- [WHAT NEEDS TO BE DONE]: Word for word, set down the entries that follow.

(Stored data entries)

● ● ● ● ● ● ●

PR #1323, opened 2024-01-20
Bump actions in README

### LINKED ISSUE #1287: Change Scorecard Installation Template to use actions/checkout on version 4
When I'm installing Scorecard directly through GitHub, the template for Scorecard workflow is using version 3.1.0, which should be updated since they have already released a new major version.

I tried to investigate where this change should be made but I couldn't figure it out. If you tell me how to do it I can contribute with a PR.

Goooler:
Closes #1287.

### DIFF
--- a/README.md
+++ b/README.md
@@ -192,7 +192,7 @@ jobs:
 
     steps:
       - name: "Checkout code"
-        uses: actions/checkout@8e5e7e5ab8b370d6c329ec480221332ada57f0ab # v3.5.2
+        uses: actions/checkout@v4
         with:
           persist-credentials: false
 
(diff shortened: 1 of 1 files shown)


Goooler:
> In the README, this makes it easy for things to go out of date. 

Yeah, I was thinking about this too. I suggest we can use major version in README to let users obtain the latest minor updates.

spencerschrock:
Resolved through #1352. Dependabot will keep the example up-to-date, so we wont need to update it here anymore.

> I suggest we can use major version in README

Since our README example is in our control, we are going to advocate for dependency pinning still. 
https://docs.github.com/actions/security-guides/security-hardening-for-github-actions#using-third-party-actions

I did try to switch our [starter workflow](https://github.com/actions/starter-workflows/blob/main/code-scanning/scorecard.yml) to using the major versions since that's annoying to upgrade, but their CONTRIBUTING.md requires the use of hash pinning.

● ● ● ● ● ● ●

- [WRITTEN RESPONSE]:
PR #1323, opened 2024-01-20
Bump actions in README

### LINKED ISSUE #1287: Change Scorecard Installation Template to use actions/checkout on version 4
When I'm installing Scorecard directly through GitHub, the template for Scorecard workflow is using version 3.1.0, which should be updated since they have already released a new major version.

I tried to investigate where this change should be made but I couldn't figure it out. If you tell me how to do it I can contribute with a PR.

Goooler:
Closes #1287.

### DIFF
--- a/README.md
+++ b/README.md
@@ -192,7 +192,7 @@ jobs:
 
     steps:
       - name: "Checkout code"
-        uses: actions/checkout@8e5e7e5ab8b370d6c329ec480221332ada57f0ab # v3.5.2
+        uses: actions/checkout@v4
         with:
           persist-credentials: false
 
(diff shortened: 1 of 1 files shown)


Goooler:
> In the README, this makes it easy for things to go out of date. 

Yeah, I was thinking about this too. I suggest we can use major version in README to let users obtain the latest minor updates.

spencerschrock:
Resolved through #1352. Dependabot will keep the example up-to-date, so we wont need to update it here anymore.

> I suggest we can use major version in README

Since our README example is in our control, we are going to advocate for dependency pinning still. 
https://docs.github.com/actions/security-guides/security-hardening-for-github-actions#using-third-party-actions

I did try to switch our [starter workflow](https://github.com/actions/starter-workflows/blob/main/code-scanning/scorecard.yml) to using the major versions since that's annoying to upgrade, but their CONTRIBUTING.md requires the use of hash pinning.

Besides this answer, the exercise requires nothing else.